Ja dem stimme ich auch zu und sehe im Gebet, ganz gleich wie wir es gestalten, eine der zentralen spirituellen Praktiken und Lebensvollzüge von uns Christen. Für mich sind Zeiten des Gebetes die Momente, in denen ich mich in besonderer Weise und ganz bewusst in die Gegenwart Gottes begebe und mich IHM öffne. Ganz gleich, ob ich das alleine im stillen Kämmerlein tue oder in Gemeinschaft mit anderen Menschen wie hier im Gottesdienst, laut oder leise, frei formuliert oder in liturgischen Formen oder einfach mit einem Stoßgebet. Diese Hinwendung geschieht aus der Überzeugung heraus, dass ich einen lebendigen Gott habe, einen Gott der sich für uns, sie und mich, für mein Leben und all unsere Belange interessiert, einen Gott der uns begegnen will und begegnet. Und diese Zuwendung geschieht auch aus der Überzeugung und Erwartung heraus, dass Gott auf unser, mein beten reagiert und handelt.
Und genau hier liegt die Herausforderung, genau hier kann es zu Bedrängnissen kommen. Dann, wenn wir den Eindruck haben, Gott hört uns nicht, unser Gebet geht ins Leere, verpufft ungehört. Da kommen wir mit den unterschiedlichsten Anliegen betend vor Gott, suchen bei IHM Zuflucht, Trost und Hilfe, ringen auf den Knien und es geschieht: nichts - vermeintlich nichts. Und sie ahnen es, auf das Wörtchen "vermeintlich" kommt es an.

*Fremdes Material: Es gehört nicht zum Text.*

PR #7613, opened 2022-11-14
Update dependencies

live627:


live627:
- previously failing test now succeeds
- linting checks now run on pull requests
- no more warnings from running old versions of actions

This is a go

PR #9272, opened 2026-06-17
[2.1] Upgrader - Performance

sbulen:
See #9259 for other issues with large DB upgrades

The upgrader has several extremely expensive database operations, all to the messages table:
 - Adding likes column
 - Adding modified_reason column
 - Renaming poster_ip to poster_ip_old
 - Adding column poster_ip
 - Dropping column poster_ip_old

For ***each*** of the above operations, under the covers, ALTER TABLE makes a copy of the table then rebuilds it from scratch.  
 - Everything gets rebuilt, even fulltext indexes when present
 - MySQL implicit table rebuilds can be VERY costly; I've seen them take as long as 10 hours ***each*** on a table with 3.3M records

It doesn't makes sense for it to take many hours to do a simple operation, even on 3.3M messages...  ALTER TABLE clearly has issues with these implicit table rebuilds; it is much faster to rebuild the table explicitly yourself.

MariaDB handles this much better than MySQL, I believe due to a better implementation of ALGORITHM=INPLACE & ALGORITHM=INSTANT.  MySQL has more constraints on these timesavers.  HOWEVER...  If you restructure the activity a bit, to account for such constraints (e.g., only dropping columns at the end of the column list) MySQL is almost as quick as MariaDB.

This PR:
 - Reduces message table rebuilds by making an empty copy of messages, then doing most DB changes to the empty copy.
 - The table is then repopulated explicitly, which is far faster than ALTER TABLE's implicit copy.
 - Removes the fulltext index prior to any DB activity.  This had been part of the utf8 conversion; this PR moves it prior to the DB changes.  This cleans up many warnings & errors in the MySQL/MariaDB logs when FTS is present.  _More importantly, the upgrader isn't rebuilding the fulltext index over & over & over..._  
 - Where necessary (because the operation requires populated data), moved column to be dropped to the end of the column list.

The IPv6 & UTF8 conversions remain time-consuming.  No way around that.

Still, the time savings are significant.  My "before" executions on MySQL were in the ~60 hour range, and varied on a number of factors, e.g., InnoDB vs MyISAM & environment/debug settings.  MariaDB "before" executions varied from 5-18 hours.  Tests were 2.0 => 2.1 upgrades, DB has 3.3M rows, no attachments.  

With this change, MySQL now takes ~1 hour, & MariaDB takes ~45 mins.

If necessary, we could do the same to members.  I've never seen members updates go near as long though.

I'm still doing tests on this.

If approved, I'll work on the 3.0 version.

### DIFF
--- a/other/upgrade.php
+++ b/other/upgrade.php
@@ -3052,51 +3052,6 @@ function ConvertUtf8()
 		list($upcontext['database_charset']) = explode('_', $column_info['Collation']);
 		$upcontext['database_charset'] = in_array($upcontext['database_charset'], $charsets) ? array_search($upcontext['database_charset'], $charsets) : $upcontext['database_charset'];
 
-		// Detect whether a fulltext index is set.
-		$request = $smcFunc['db_query']('', '
-			SHOW INDEX
-			FROM {db_prefix}messages',
-			array(
-			)
-		);
-
-		$upcontext['dropping_index'] = false;
-
-		// If there's a fulltext index, we need to drop it first...
-		if ($request !== false || $smcFunc['db_num_rows']($request) != 0)
-		{
-			while ($row = $smcFunc['db_fetch_assoc']($request))
-				if ($row['Column_name'] == 'body' && (isset($row['Index_type']) && $row['Index_type'] == 'FULLTEXT' || isset($row['Comment']) && $row['Comment'] == 'FULLTEXT'))
-					$upcontext['fulltext_index'][] = $row['Key_name'];
-			$smcFunc['db_free_result']($request);
-
-			if (isset($upcontext['fulltext_index']))
-				$upcontext['fulltext_index'] = array_unique($upcontext['fulltext_index']);
-		}
-
-		// Drop it and make a note...
-		if (!empty($upcontext['fulltext_index']))
-		{
-			$upcontext['dropping_index'] = true;
-
-			$smcFunc['db_query']('', '
-				ALTER TABLE {db_prefix}messages
-				DROP INDEX ' . implode(',
-				DROP INDEX ', $upcontext['fulltext_index']),
-				array(
-					'db_error_skip' => true,
-				)
-			);
-
-			// Update the settings table
-			$smcFunc['db_insert']('replace',
-				'{db_prefix}settings',
-				array('variable' => 'string', 'value' => 'string'),
-				array('db_search_index', ''),
-				array('variable')
-			);
-		}
-
 		// Figure out what charset we should be converting from...
 		$lang_charsets = array(
 			'arabic' => 'windows-1256',
@@ -3470,7 +3425,7 @@ function ConvertUtf8()
 		}
 		$smcFunc['db_free_result']($request);
 
-		if ($upcontext['dropping_index'] && $command_line)
+		if (!empty($_SESSION['dropping_index']) && $command_line)
 		{
 			echo "\n" . '', $txt['upgrade_fulltext_error'], '';
 			flush();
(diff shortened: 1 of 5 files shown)


sbulen:
Without this PR...

Here is an example of an ALTER TABLE, adding the "likes" column.  The PROCESSLIST shows that the current state is it is making a tmp copy of the table.  

MySQL 8.4.4, an InnoDB table, 3.3M messages, this single ALTER TABLE command is still ongoing at ~7 hours.  

This is still early in the upgrade process - there are at least another 4 similar operations to go.  I.e., this particular upgrade will take AT LEAST another 28 hours, simply on things like adding & removing columns.  Plus it still has the IP conversion & the UTF8 conversion to go. 

I believe part of the problem here is the default value; when completed, the default value needs to be on each record, so it cannot take any shortcuts, i.e., there is no opportunity for an ALGORITHM=INSTANT to help out (for MySQL anyway).  It MUST update every row in the table...

nax_restructure_likes_tmp_copy

sbulen:
OTOH, with this PR...

This upgrade is only 16 minutes in and the DB updates are almost complete.  In fact, it's already 40% thru the explicit rebuild of messages.  It still has the IPv6, JSON & UTF8 conversion to go, though.  Still, it will be done in ~1hr total.

Same setup:  MySQL 8.4.4, InnoDB, 3.3M messages.

nax_restructure_2

sbulen:
Some before & after comparisons...  I've always understood that MyISAM is faster than InnoDB.  However, in my initial upgrader tests, InnoDB was faster, due to the table copy efficiencies.  So it depends on the activity.

MariaDB 11.5.2.  MySQL 8.4.4.
Test DB: 3.3M rows, fulltext index on message body.  No attachments.
The bottleneck is disk I/O, which is pegged to 100% during upgrades.  Old school HDD.

**_Before_** - 2.0.19 => 2.1.7, with #9271 only:
 - MyISAM - MySQL: 60 hours (estimated, I killed it...)
 - MyISAM - MariaDB: 18 hours
 - InnoDB - MySQL: 60 hours
 - InnoDB - MariaDB: 5 hours

Note that without the json fix #9271, Maria DB cannot complete with this dataset.

**_After_** - 2.0.19 => 2.1.7, with #9270, #9271, #9272:
 - MyISAM - MySQL: 20 mins
 - MyISAM - MariaDB: 15 mins
 - InnoDB - MySQL: 65 mins
 - InnoDB - MariaDB: 45 mins

It's pretty shocking how quick MyISAM can be if you sidestep the table restructures w/fulltext.

jdarwood007:
I like the changes, but I am worried about these in the stable release.  @Sesquipedalian, what are your thoughts on this?

live627:
This doesn't affect the patch though.

jdarwood007:
i'm worried we are changing the upgrader in a way that we can't be certain we didn't introduce a breaking upgrade bug that can be caught in the limited testing that occurs during a patch.  Not the actual patch file itself.

sbulen:
I've made a few changes, mostly to improve look & feel of the upgrade, to make it smoother.  Especially with large forums, it was too choppy, pausing & restarting.  

Changes:
 - Moved the fulltext index drop to the database changes.  The problem with it being in the upgrade options is that it took a few minutes to execute, and that left the upgrade options screen hanging.  Felt like the upgrade froze.
 - Smaller bites for a couple operations, including ipv6 conversion & message table rebuild.  That way nextSubstep updates are reflected more often, & it's more visible that it's moving along.  
 - Found some bugs in the .sql layout, that affected things like the progress count & status display.  The count being wrong sometimes affected the CONTINUE button being enabled/disabled properly.  

Minor tweaks only.  Most of this is unnoticeable on smaller upgrades, but the start/stop choppiness was pronounced on larger upgrades.

Still testing.  Nothing found so far other than the above.

sbulen:
I wrote a little QnD utility to populate a 2.0 DB with a few million rows populated with heaps of latin1 (one-byte, non-utf8) data:
https://github.com/sbulen/sjrbTools/blob/master/smf_populate_db_20.php

Ugly, but effective...

This will help folks trying to reproduce issues such as those discussed in #9259, #9270, #9271, #9272 & #9278 including:
 - various issues caused by sheer volume & execution time
 - charset issues
 - json encoding issues

If you would like to experience horror & woe, run that tool against a 2.0 latin1 DB, then run the 2.1.7 upgrader from the SMF site against it...

other/upgrade.php
```diff
@@ -3476,7 +3431,7 @@ function ConvertUtf8()
 		require_once($sourcedir . '/Subs-Admin.php');
 		updateSettingsFile(array('db_character_set' => 'utf8'));
 
-		if ($upcontext['dropping_index'] && $command_line)
+		if (!empty($_SESSION['dropping_index']) && $command_line)
```
jdarwood007, line 3434: Don't use session data.  Incase the upgrader gets paused long enough a session is lost.

PR #9283, opened 2026-07-08
Replace deprecated backtick operator with shell_exec() in load averag…

NukeWorker:
…e check

The backtick operator is deprecated as of PHP 8.5 (E_DEPRECATED). Sources/Load.php uses @`uptime` to read the system load average, which emits a deprecation notice on 8.5+. Swapped to the equivalent @shell_exec('uptime') — same return value, no behavior change.


live627:
Thanks for this! Can you modify the commit message to add a `signed-off-by`?

NukeWorker:
I tried, but I screwed it up. I don’t use git much.

 

Sorry.  Can you add the PR properly for me.

Sesquipedalian:
> Can you add the PR properly for me.

Done. 🙂

NukeWorker:
Thank you very much!

PR #9305, opened 2026-07-25
Update `friendsofphp/php-cs-fixer` to `v3.95.17`

live627:
Includes my performance fixes (yes, I've decided to work with upstream instead of jumping ship)

- ref https://github.com/PHP-CS-Fixer/PHP-CS-Fixer/releases/tag/v3.95.17


live627:
The CI check took 10 fewer seconds to run.

Sesquipedalian:
Nice!

PR #9306, opened 2026-07-25
40 files per process

live627:
Testing to see whether the overhead of creating processes in `php-cs-fixer` is greater than the time taken to run the fixers.


live627:
That cut the time nearly in half.

Issue #2171, opened 2023-07-19
[argo-cd] SAML login broken when using cert-manager


ShimiTaNaka:
### Describe the bug

When creating a Certrificate resource for the ingress, and configuring okta (for example)
SAML get broken.
In the SAML configuration, the dexURL (according to the docs) is https://ui.argocd.yourorganization.net/api/dex/callback ([ref](https://argo-cd.readthedocs.io/en/stable/operator-manual/user-management/okta/))
The URL actually points to the external endpoint of ArgoCD server, which is secured with SSL on the Ingress.
This creates an issue since the `argocd-dex-server-tls` mount to argocd-server is using a static secret name.
If we create a Certificate, we need to also modify the secretName for dex server accordingly

### Related helm chart

argo-cd

### Helm chart version

5.31.0

### To Reproduce

1. Install ArgoCD with certificate enable with private issuer
2. Configure Okta SAML using https://argo-cd.readthedocs.io/en/stable/operator-manual/user-management/okta/
3. Login

### Expected behavior

Login should be successful without x.509 SSL error

mkilchhofer:
Can you explain where do you see this x.509 erorr?
please send a screenshot or log output

PR #2172, opened 2023-07-19
fix(argo-cd): Use ingress crt for dex when enabled

ShimiTaNaka:
Fixes: https://github.com/argoproj/argo-helm/issues/2171

Checklist:

### DIFF
--- a/charts/argo-cd/Chart.yaml
+++ b/charts/argo-cd/Chart.yaml
@@ -3,7 +3,7 @@ appVersion: v2.7.7
 kubeVersion: ">=1.23.0-0"
 description: A Helm chart for Argo CD, a declarative, GitOps continuous delivery tool for Kubernetes.
 name: argo-cd
-version: 5.41.0
+version: 5.41.1
 home: https://github.com/argoproj/argo-helm
 icon: https://argo-cd.readthedocs.io/en/stable/assets/logo.png
 sources:
@@ -28,3 +28,5 @@ annotations:
   artifacthub.io/changes: |
     - kind: changed
       description: Make ServiceMonitor deployment conditional on CRD existence
+    - kind: fixed
+      description: Fix SAML auth when using private CA with Ingress
--- a/charts/argo-cd/templates/argocd-server/deployment.yaml
+++ b/charts/argo-cd/templates/argocd-server/deployment.yaml
@@ -303,6 +303,11 @@ spec:
           name: styles
         - mountPath: /tmp
           name: tmp
+        {{- if .Values.server.certificate.enabled -}}
+        - mountPath: /etc/ssl/certs/ingress-ca-certificates.crt
+          name: ingress-ca-certificate
+          subPath: ca.crt
+        {{- end }}
         {{- if .Values.server.extensions.enabled }}
         - mountPath: /tmp/extensions
           name: extensions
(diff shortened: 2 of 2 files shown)


tico24:
It's failing at exactly the point you've changed, so I'd argue it's related to your change :)

templates/argocd-server/deployment.yaml: unable to parse YAML: error converting YAML to JSON: yaml: line 336: mapping values are not allowed in this context

ShimiTaNaka:
ok, so it's line 336 after rendering, because the chart itself change is in line 426 :)
Checking

mkilchhofer:
I am not sure if this is needed. Dex is controlled by a binary which is copied into the dex container. I thought that this utility does generate some TLS config between argo-cd-server and dex. And dex is exposed via a reverse proxy component inside argo-cd-server

ShimiTaNaka:
It actually is
specifically when setting up OKTA.
The change doesn't require anything on the dex itself actually and dex isn't even configured with SSL https://github.com/argoproj/argo-helm/blob/main/charts/argo-cd/values.yaml#L994C12-L994C12
Instead, we configure ingress for argocd-server.
During the login, argocd-server makes an API endpoint to:
https://ui.argocd.yourorganization.net/api/dex/.well-known/openid-configuration
and then there is an SSL issue.
I can't reproduce it on a working environment, seems that the CA is cached, but it's shown in the server logs:
`Initializing OIDC provider (issuer: https://ui.argocd.yourorganization.net/api/dex)"`
(obviously with our private URL) and there was an SSL error, it was fixed once we changed the secret name in question

ShimiTaNaka:
Important to mention, this does not create a certificate for DEX, rather, if we create an ingress to ArgoCD *server*, with a certificate, map it.

ShimiTaNaka:
I think I've found a better solution
I'll check it out first

ShimiTaNaka:
Current implementation inspired by https://github.com/argoproj/argo-cd/issues/7572#issuecomment-1057376181

I also hope it makes the incentive clearer :)

mkilchhofer:
I can still not follow your issue.
For ingress traffic from outside kubernetes to dex (user callbacks), the path chain is:

Ingress -> argocd-server (acts as a proxy) -> dex

For outgoing traffic from dex to the upstream IdP, traffic flows directly:

Dex -> IdP

ShimiTaNaka:
I have tested it
and I know it can be achieved by it, it's just makes things simpler.
The login flow is as follows:

1. User goes to https://argocd.domain.suffix and clicks "Sign in with Okta"
2. Argo-server sends him to ssoUrl (As specified in https://argo-cd.readthedocs.io/en/stable/operator-manual/user-management/okta/)
3. User logs in, and gets a redirect to https://argocd.domain.suffix/api/dex/callback
4. User gets authenticated with a session (for https://argocd.domain.suffix site) and gets 303 redirect to https://argocd.domain.suffix
5. argo-server makes API call to https://argocd.domain.suffix/api/dex/.well-known/openid-configuration to validate the session cookie signature

The last part fails because argo-server communicates with the dex via external call all the way with the ingress and not internally, so when the ingress is using self signed CA, the call fails.

As you've mentioned, this can be also achieved by passing the values you've provided, the PR as it is just makes it easier on the user

I will try to reproduce and get back to you on it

Aus den Aus- und Zusagen die wir in der Bibel finden leiten wir die Vorstellung ab, dass hier ein mechanischer Zusammenhang besteht zwischen bitten und Gebetserhörung oder Gottes Handeln. Und wenn dies nicht so funktioniert wie wir uns das vorstellen, dann suchen wir einen Schuldigen, und das ist meist der Beter oder die Beterin. Da rollen Fragen heran wie habe ich richtig oder genug gebetet, insbesondere deshalb, weil uns immer wieder zugesagt ist, dass unser Gebet erhört wird aber eben mit einer Einschränkung: In den biblischen Aussagen heißt es betet und es wird euch gegeben, bittet und ihr werdet empfangen, ja genau so, aber es steht nirgends, ihr werdet genau das empfangen, um was ihr bittet oder gebeten habt. Dorothee Adrian, eine Basler Theologin hat in einem Interview dieses Verhältnisses Gott und Beter und die von uns mitgedachte Rollenverteilung von Beter und Gott mit einer mathematischen Gleichung verglichen. In dieser Gleichung gibt es eine Variable und diese Variable sind wir, bin ich. Und wenn diese Gleichung nicht aufgeht im Sinne von Gebet wird nicht erhört, Gott schweigt, dann stimmt etwas bei mir nicht, ich habe nicht richtig gebetet oder es gibt irgendeine verborgene Sünde durch die verhindert wird, dass Gott auf mein Gebet reagiert. Dorothee Adrian fragt, was wäre wenn nicht ich, sondern mein Gottes-Bild die Variable oder die Unbekannte ist?2 Also wenn meine Vorstellungen wie Gott ist und wie ER reagieren muss "falsch" oder nicht zutreffend sind?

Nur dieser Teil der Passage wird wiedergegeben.